Het jubileum dat niemand viert: 125 jaar hockey in Den Haag
Op 14 november 1897 was er een hockeydemonstratie op Landgoed Clingendaal. Het was het begin van deze sport in Den Haag, met dank aan Arnoud Nicolaas Justinus Maria baron van Brienen van de Groote Lindt.
Landgoed Clingendaal halverwege de 19e eeuw. Afbeelding via het Haags Gemeentearchief
De eerste hockeywedstrijd in Nederland was in 1892 in Amsterdam, georganiseerd door de Amsterdamse Hockey & Bandy Club, toen piepjong. Er was nog niet bepaald sprake van een doorbraak, want pas in 1895 kwam in Haarlem de tweede hockeyclub van het land. In 1898 werd de Nationale Hockeybond opgericht, die volgend jaar dus zijn 125e verjaardag viert.
Het was ook in dat laatste decennium dat het hockey in Den Haag begon. Vandaag exact 125 jaar geleden was er op Landgoed Clingendaal een demonstratiewedstrijd tussen de Haarlemsche Hockey- en Bandyclub en een studentenelftal.
Baron van Brienen van de Groote Lindt
Het landgoed was eigendom van Arnoud Nicolaas Justinus Maria baron van Brienen van de Groote Lindt, een bekende naam uit de sportwereld van die tijd. Zijn naam dook al in 1881 op in de aankondiging van een ‘programma der wedloopen’ op de hei tussen Bussum en Hilversum. Op zijn landgoed lag een renbaan, waarmee zijn connectie met de Nederlandsche Harddraverij en Renvereeniging – oprichtingsjaar 1880 – ook is verklaard. Tot aan zijn dood in 1903 was hij de voorzitter. De vergaderingen waren op zijn landgoed.

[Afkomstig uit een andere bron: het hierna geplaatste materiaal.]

PR #5898, opened 2020-06-26
aws - elb - attributes filter

cpollard0:
Add a new filter to allow filtering on attributes of an individual ELB, such as whether ConnectionDraining is enabled or CrossZoneLoadBalancing is disabled.


JohnHillegass:
Thanks for the contribution @cpollard0! In general, we try to stay away from one-off filter if they can be made more generic. It would be great if this filter could also check things like CrossZoneLoadBalancing, ConnectionDraining, ConnectionSettings. I admit that there are some older contributions that violate that rule over time it has made more sense because of subtle variations in the filters. 

Something like this would probably work much better here if you don't mind testing out. 

```python
@filters.register('attributes')
class CheckAttributes(ValueFilter, ELBAttributeFilterBase):
    """Value Filter that allows filtering on ELB attributes
    :example:
    .. code-block:: yaml
            policies:
            - name: elb-is-connection-draining
              resource: elb
              filters:
                - type: attributes
                  key: ConnectionDraining.Enabled
                  value: true
                  op: eq
    """
    annotate = False  # no annotation from value filter
    permissions = ("elasticloadbalancing:DescribeLoadBalancerAttributes",)
    schema = type_schema('attributes', rinherit=ValueFilter.schema)
    schema_alias = False    

        self.augment(resources)
        return super().process(resources, event)

    def augment(self, resources):
        self.initialize(resources)

    def __call__(self, r):
        return super().__call__(r['Attributes'])

```

cpollard0:
Thanks for the feedback @JohnHillegass! I have a need for the cross zone LB too, and considered doing it as one but didn't think that followed how the ELB resource had been set up initially. Happy to update the PR to be more comprehensive.

cpollard0:
@JohnHillegass - Thanks for the code! I wrote some tests for it and tested it locally and it looks great! When you get a chance, please take another pass through the PR. I've also set up the env to test locally; so next PR should result in way less pushes :)

tests/data/placebo/test_elb_attribute_filter/elasticloadbalancing.DescribeLoadBalancerAttributes_1.json
```diff
@@ -0,0 +1,34 @@
+{
+    "status_code": 200, 
+    "data": {
+        "ResponseMetadata": {
+            "RetryAttempts": 0,
```
JohnHillegass, line 5: ResponseMetadata on these can be an empty dict

```suggestion
        "ResponseMetadata": {}
```

tests/data/placebo/test_elb_attribute_filter/elasticloadbalancing.DescribeLoadBalancerAttributes_1.json
```diff
@@ -0,0 +1,34 @@
+{
+    "status_code": 200, 
+    "data": {
+        "ResponseMetadata": {
```
JohnHillegass, line 4: ResponseMetadata on these can be an empty dict

```suggestion
        "ResponseMetadata": {}
```

tests/data/placebo/test_elb_attribute_filter/elasticloadbalancing.DescribeLoadBalancerAttributes_1.json
```diff
@@ -0,0 +1,34 @@
...
+            "RetryAttempts": 0, 
+            "HTTPStatusCode": 200, 
+            "RequestId": "84ef0f17-5ab1-11e7-a809-a30bb7d62c26", 
+            "HTTPHeaders": {
+                "x-amzn-requestid": "84ef0f17-5ab1-11e7-a809-a30bb7d62c26", 
+                "date": "Mon, 26 Jun 2017 20:53:33 GMT",
```
JohnHillegass, line 10: Did you freshly record these? If not, please see https://cloudcustodian.io/docs/developer/tests.html#writing-placebo-tests-for-aws-resources for a guide on how to easily record in the future. When recording `        "ResponseMetadata": {}` and accountIds are automatically corrected so it can save some work.

tests/test_elb.py
```diff
@@ -614,3 +614,204 @@ def test_is_logging_to_bucket(self):
...
+                ],
+            },
+            session_factory=session_factory,
+        )
+
+        resources = policy.run()
+
+        self.assertEqual(
+            len(resources), 1, "Test should find one elb connection draining"
+        )
```
JohnHillegass, line 652: It would be good to add a secondary assertion to assert the thing we filtered on, for example:

```
       self.assertEqual(resources[0][Attributes][ConnectionDraining][Enabled], True)
```

tests/test_elb.py
```diff
@@ -614,3 +614,204 @@ def test_is_logging_to_bucket(self):
...
+                        "value": True,
+                        "op": "eq"
+                    }
+                ],
+            },
+            session_factory=session_factory,
+        )
+
+        resources = policy.run()
+        print(resources)
```
JohnHillegass, line 715: Stray print statement

JohnHillegass:
Awesome @cpollard0, this looks great. I left some small feedbacks but other than that, great work!.

tests/data/placebo/test_elb_attribute_filter/elasticloadbalancing.DescribeLoadBalancerAttributes_1.json
cpollard0: I did not! I just copy/pasted them. Thanks for the link, I'll address tonight.

cpollard0:
Thanks for coaching me through it John!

De baron bracht verschillende werelden bij elkaar, waar de sport van profiteerde. In augustus 1892 bijvoorbeeld stelde hij zijn landgoed open voor een diner gegeven vanwege de Internationale Sporttentoonstelling in Scheveningen, het eerste grote sportevenement in ons land. Onder de aanwezigen wemelde het van de ministers, militairen, baronnen én sportpionier Pim Mulier.

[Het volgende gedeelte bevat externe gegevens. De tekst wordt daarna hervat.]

PR #5907, opened 2020-06-30
tools/c7n_mailer - changed list to set for remove email dupes

KVInventoR:
Looks like if we have a multiple an emails at the same an emails we will get duplicates notifications, I would like to avoid this behaviour.


tools/c7n_mailer/c7n_mailer/email_delivery.py
```diff
@@ -40,11 +40,11 @@ def get_ldap_connection(self):
         return None
 
     def get_valid_emails_from_list(self, targets):
-        emails = []
+        emails = set()
```
kapilt, line 43: I would use a dict so we can preserve order

tools/c7n_mailer/c7n_mailer/email_delivery.py
```diff
@@ -40,11 +40,11 @@ def get_ldap_connection(self):
...
         for target in targets:
             for email in target.split(':'):
                 if is_email(target):
-                    emails.append(target)
+                    emails.add(target)
```
kapilt, line 47: this needs to cast back to a list on return

kapilt:
superseded by #8370

PR #5908, opened 2020-06-30
security hub resource and filters

### LINKED ISSUE #5891: AWS - Add new Securityhub member and invitation filters and actions
Yes, we're trying to filter Securityhub members and invitations and delete ones that are not found in a provided account list

I am thinking of creating a filter and action on resource: aws.account. Filter uses api get_members(https://boto3.amazonaws.com/v1/documentation/api/latest/reference/services/securityhub.html#SecurityHub.Client.get_members) and list_invitations (https://boto3.amazonaws.com/v1/documentation/api/latest/reference/services/securityhub.html#SecurityHub.Client.list_invitations) 
If there are accounts with Securityhub that have members from accounts that are not in a provided list then an action can be taken to remove them delete_members (https://boto3.amazonaws.com/v1/documentation/api/latest/reference/services/securityhub.html#SecurityHub.Client.delete_members) and decline_invitations (https://boto3.amazonaws.com/v1/documentation/api/latest/reference/services/securityhub.html#SecurityHub.Client.decline_invitations)

for example 
```
resource: account
filters:
  - type: securityhub-members
     account-whitelist : [account#1, account#2]
actions:
   - type: securityhub-remove-members
     account-whitelist: [account#1, account#2]
```

Also was thinking of creating a filter that returns only accounts with a securityhub master and then could do actions on those accounts. 

**Additional context**
The goal is to ensure only valid accounts are members of a secuityhub master account.

anovis:
This closes #5891  by adding a new `security-hub` resource as well as adding a `valid-master` filter and a `enabled-products` filter.

the `valid-master` checks if security hub is linked to a master account in a provided list of `accounts`

the `enabled-products` checks if security hub contains all of the products in a provided list of `products`

### DIFF
--- a/c7n/resources/securityhub.py
+++ b/c7n/resources/securityhub.py
@@ -25,7 +25,7 @@ from c7n.filters import Filter, FilterRegistry
 from c7n.exceptions import PolicyValidationError, PolicyExecutionError
 from c7n.policy import LambdaMode, execution
 from c7n.query import QueryResourceManager, TypeInfo
-from c7n.manager import resources, ResourceManager
+from c7n.manager import resources
 from c7n.utils import (
     local_session, type_schema,
     chunks, dumps, filter_empty, get_partition
@@ -101,11 +101,10 @@ def get_security_hub(session_factory, retry):
 
 
 @resources.register('security-hub')
-class SecurityHubMember(ResourceManager):
+class SecurityHubMember(QueryResourceManager):
 
     filter_registry = filters
     action_registry = actions
-    retry = staticmethod(QueryResourceManager.retry)
 
     class resource_type(TypeInfo):
         service = 'securityhub'
@@ -113,19 +112,7 @@ class SecurityHubMember(ResourceManager):
         arn_type = 'hub'
         cfn_type = 'AWS::SecurityHub::Hub'
 
-    @classmethod
-    def get_permissions(cls):
-        return ('securityhub:DescribeHub',)
-
-    @classmethod
-    def has_arn(cls):
-        return True
-
-    def get_arns(self, resources):
-        return [r["HubArn"] for r in resources]
-
-    def get_model(self):
-        return self.resource_type
+    permissions = ('securityhub:DescribeHub',)
 
     def resources(self):
         return self.filter_resources(get_security_hub(self.session_factory, self.retry))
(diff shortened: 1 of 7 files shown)


c7n/resources/securityhub.py
```diff
@@ -83,6 +88,103 @@ def register_resources(klass, registry, resource_class):
...
+        enum_spec = ("describe_hub", None, None)
+
+    def resources(self):
+        return self.filter_resources(get_security_hub(self.session_factory, self.retry))
+
+    def get_resources(self, resource_ids):
+        return get_security_hub(self.session_factory, self.retry)
+
+
+@filters.register('valid-master')
```
kapilt, line 123: s/valid-master/master, also just make this a value filter derived so it can look at dates/etc

c7n/resources/securityhub.py
```diff
@@ -83,6 +88,103 @@ def register_resources(klass, registry, resource_class):
...
+        client = local_session(self.manager.session_factory).client('securityhub')
+        master_account_resp = client.get_master_account()
+        master_account_id = master_account_resp.get('Master', {}).get("AccountId")
+        if master_account_id in self.data["accounts"]:
+            return balancers
+        else:
+            return []
+
+
+@filters.register('enabled-products')
```
kapilt, line 152: s/enabled-products/products

so.. in a multi account setup.. afaicr products need to be setup at the master level.. ie not operable on via target.

anovis:
hmm. i had trouble finding info on that, but I was able to disable various products on the member account that were enabled in the master.

c7n/resources/securityhub.py
anovis: thanks makes sense. will change

c7n/resources/securityhub.py
```diff
@@ -83,6 +88,103 @@ def register_resources(klass, registry, resource_class):
...
+              - type: products
+                products:
+                  - "aws/guardduty"
+                  - "cloud-custodian/cloud-custodian"
+    """
+    schema = type_schema('products',
+        products={'type': 'array', 'items': {'type': 'string'}})
+    permissions = ("securityhub:ListEnabledProductsForImport",)
+
+    def process(self, balancers, event=None):
```
kapilt, line 176: s/balancers/resources

anovis: ah good catch. fixed.

anovis:
just wanted to follow up if there was anything else i should address in this pr @kapilt

JohnHillegass:
Does it make sense to also add a `disassociate_from_master_account` action to this one in case a member was hooked up the the wrong master account id?

kapilt:
sechub support orgz should invalidate this as something custodian needs to handle.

En dan had hij nog contacten met het Koninklijk Huis. Hij was bevriend met Willem van Oranje – Nassau, de oudste zoon van koning Willem III en dus de kroonprins. Na de dood van de prins in 1879 speelde Van Brienen een rol bij de begrafenis. In 1888 werd Van Brienen benoemd tot de Raad van Voogdij over prinses Wilhelmina. Tot slot was hij Kamerheer van koning Willem III en koningin Wilhelmina, waarvoor hij werd benoemd tot commandeur in de orde van Oranje-Nassau
Opgang
De baron legde ook de basis voor het hockey in zijn stad. Niet zozeer de uitslag van de wedstrijd deed ertoe, aldus het tijdschrift Nederlandsche Sport in zijn verslag, ‘als wel om in Den Haag het hockeyspel te introduceeren en opgang te doen vinden.’
Omdat er nog geen Haags team bestond, werden de Haarlemmers uitgenodigd. Volgens Nederlandsche Sport was het hockey daar zelfs zo populair dat het een grote concurrent was geworden van het voetbal. ‘Elke straat of plein heeft te Haarlem haar eigen Hockeyclub, zoodat de wandelaars ’s Zondags, zich een weg moeten banen door een reeks van Hockeywedstrijden.’

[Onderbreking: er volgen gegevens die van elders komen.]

PR #5910, opened 2020-06-30
aws - ecs task definition - augment throttling retry

JohnHillegass:
Noticed some throttling errors when there is a high count of task definitions so adding retries to help address

### DIFF
--- a/c7n/resources/ecs.py
+++ b/c7n/resources/ecs.py
@@ -484,7 +484,7 @@ class TaskDefinition(query.QueryResourceManager):
         results = []
         client = local_session(self.session_factory).client('ecs')
         for task_def_set in resources:
-            response = super().retry(
+            response = self.retry(
                 client.describe_task_definition,
                 taskDefinition=task_def_set,
                 include=['TAGS'])
--- a/c7n/resources/ecs.py
+++ b/c7n/resources/ecs.py
@@ -483,10 +483,18 @@ class TaskDefinition(query.QueryResourceManager):
     def augment(self, resources):
         results = []
         client = local_session(self.session_factory).client('ecs')
+        retry = get_retry(('Throttling',))
         for task_def_set in resources:
-            response = client.describe_task_definition(
-                taskDefinition=task_def_set,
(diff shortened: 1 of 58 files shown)


c7n/resources/ecs.py
```diff
@@ -483,8 +483,10 @@ def get_resources(self, ids, cache=True):
     def augment(self, resources):
         results = []
         client = local_session(self.session_factory).client('ecs')
+        retry = get_retry(('ThrottlingException',))
         for task_def_set in resources:
-            response = client.describe_task_definition(
+            response = retry(
```
kapilt, line 488: any reason for not using self.manager.retry  instead of constructing a new retry?

JohnHillegass: Good question. I noticed that a manager is available in that context. I'll refactor to use `QueryResourceManager.retry`.

JohnHillegass: Resolved in 8f51e51

JohnHillegass:
@kapilt I have addressed your comment, thanks for asking the question :) 

Also added a fix for the IAM credential test issue... it was essentially a timebomb. 4/2/20 + 90 days is today 7/1/20 so the assertion for 1 key last_used_date and last_rotated `gte` 90 days was no longer valid as two were being found. I set it to 2099 to prevent it from popping up again in the future.

c7n/resources/ecs.py
```diff
@@ -484,7 +484,8 @@ def augment(self, resources):
         results = []
         client = local_session(self.session_factory).client('ecs')
         for task_def_set in resources:
-            response = client.describe_task_definition(
+            response = super().retry(
```
kapilt, line 487: what's the super for, isn't it just self.retry? attributes don't shadow on class defs only methods.

JohnHillegass: Great point! I am not really extending anything here so no need to make use of it.. also just realized it is an attribute/pointer to a func, totally thought it was a method before. Addressed in 12f7784.

Issue #5917, opened 2020-07-01
mark(ed)-for-op: Why validate?


bdwyertech:
Curious, as to input from others -- why do we validate that the op verb is a valid action for a resource?  We allow use of a custom tag, even message, but why not custom 'op' action?

I'd like to be able to do the following:
```yml
actions:
      - type: mark-for-op
        tag: c7n:ami-update
        op: second-warning
        days: 2
```

Instead, I have to resort to using a generic `:op` action, e.g.

```yml
actions:
      - type: mark-for-op
        tag: c7n:ami-update
        op: mark
        days: 2
        message: "Marked for forced AMI Update: mark@{action_date}"
```

The real question here is what is the value of validating the op against the target resource?  Does anyone else agree we should just turn this off, or should we add a `custom` boolean to the schemas respectively?

kapilt:
so the reason I added it was I ended up finding a bunch of policies at a custodian user that had mismatched mark action and marked filters (ie delete and terminate, where in some cases one side wasn't valid but had been copied pasted over from another similar resource policy), the intent was to constrain the vocabulary to valid actions to minimize mismatches. 

 I agree that it would be useful to enable additional state transition / op strings for display. would an additional configuration option ala custom_action: true suffice?

bdwyertech:
It would make life much easier @kapilt 

I was thinking something like this -- wyt?  https://github.com/cloud-custodian/cloud-custodian/pull/5918/files

KVInventoR:
2 days ago had a surprise with validation, looks like the behaivor is different for tags ec2 and lambda, 
CC complained about validate exception, but issue was related to number of chars in tag value, but in the same time, ec2 worked well with the same tag configuration.

PR #5918, opened 2020-07-01
Add support for custom op in mark-for-op and marked-for-op

bdwyertech:
Add support for custom op in mark-for-op and marked-for-op

Re: #5917


bdwyertech:
@kapilt what do you think?

kapilt:
i've been on the fence with this, we get tons of questions of what values to drop here, and just pointing to available actions is really helpful on the support side... additionally  first warning / second warning are intended to be handled by skew parameter which matches in advance of date.. and allows for multiple warnings / workflows in advance of action.

bdwyertech:
I feel ya, didn't know about skew -- I'm going to give that a shot and see if that can help clean things up a bit.

PR #5929, opened 2020-07-06
mu - turn a given package name to import name

kapilt:
wip on a more permanent solution for #5928


kapilt:
not worth pursuing atm, closing out.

Onder de studenten waren spelers die pas voor de eerste keer meededen aan een hockeywedstrijd. ‘In den aanvang geleek het spel minder op Hockey dan wel op het krijgertje spelen van vliegen om ’t onderste punt van een kroon; tien menschen tegelijk waren steeds om den bal vereenigd, wier streelingen den bal echter niet veel verder brachten; na een half uur was er reeds verandering te bespeuren, zoodat op het laatst zelfs werkelijk goed spel werd gegeven.’
Ondanks de enorme verschillen in ervaring wonnen de Haarlemmers slechts met 5-3. Zoals gezegd was de uitslag niet zo belangrijk, omdat vooral de bedoeling was om het hockey naar Den Haag te brengen. En dat is nog gelukt ook, blijkt uit dezelfde editie van Nederlandsche Sport. ‘De Haagsche Hockey Bandy Club heeft zich geconstitueerd onder bestuur der heeren Mr. N. A. M. van Aken, president; Mr. M. H. van Oosterzee, vice-president; Jhr. Mr. H. E. E. Röell, secretaris; Jhr. R. Stoop, penningmeester; J. D. P. ten Bosch, commissaris van het materieel, en Mr. C. Feith, captain.’
Landgoed Clingendaal bleef in de begintijd de speellocatie, met toestemming van de baron.